El costroso cortinaje de lentejuelas desprende pestes a sudor y desinfectantes. Las notas musicales se esparcen por la penumbra mal ventilada antes de diluirse en el fondo de los vasos. Bajo los focos que desparraman azul noche, el diezmado coro de vicetiples ensaya una rudimentaria coreografía. Pereza de albornoces, chándales y mallas remendadas, aderezados con boas desplumadas, brillantes baratijas y acoples de micrófono. Carnes yertas que entierran tantos deseos, miradas desnudas que saben de tantos ocasos. La mueca de la muerte oculta tras el maquillaje barato. En el espejo del camerino, rodeado por bombillitas fundidas, quedó escrita con pintalabios la verdadera historia, dónde el género frívolo se convierte en trágico.
Allí se refugian estos restos de coristas, vedettes desfondadas, ruinas de caricato, agonía y furor de una cultura, a la hora de cierre, la nostalgia bailando en la penumbra, el momento en que las sillas se colocan sobre las mesas.

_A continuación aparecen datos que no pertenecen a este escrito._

Issue #8770, opened 2025-08-02
Unwanted auto-signout every few weeks


axelfontaine:
### Steps to Reproduce

Every few weeks I get signed out of all my Bluesky accounts in the Android app. No such issue on desktop web. It is very annoying, especially with the tedious 2FA sign in process.

Please fix this or allow me to trust my own device forever.

### What platform(s) does this occur on?

Android

### Device Info

Pixel 7 Pro / Android 16

### What version of the app are you using?

1.105.0.679

### Additional Information

I have two Bluesky accounts and both get signed out. I can still choose the usernames to sign in again, but the session is definitely gone.

antoniovj1:
I'm having the same issue, but it's not related to the current version — it's been happening for a long time. I'm also using 2FA.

Inspirada en la desaparecida Bodega Bohemia de Barcelona, es esta la alegoría de una cultura apuntalada, que espera su desplome, situada en un antro lúgubre infestado por las ratas que asoman a nuestros trabajos, dónde un núcleo de artistas aislados y contracorriente resisten, agotados, entre la resignación y el encono, sin ningún heroísmo, más bien a merced de una época que renuncia a lo poético.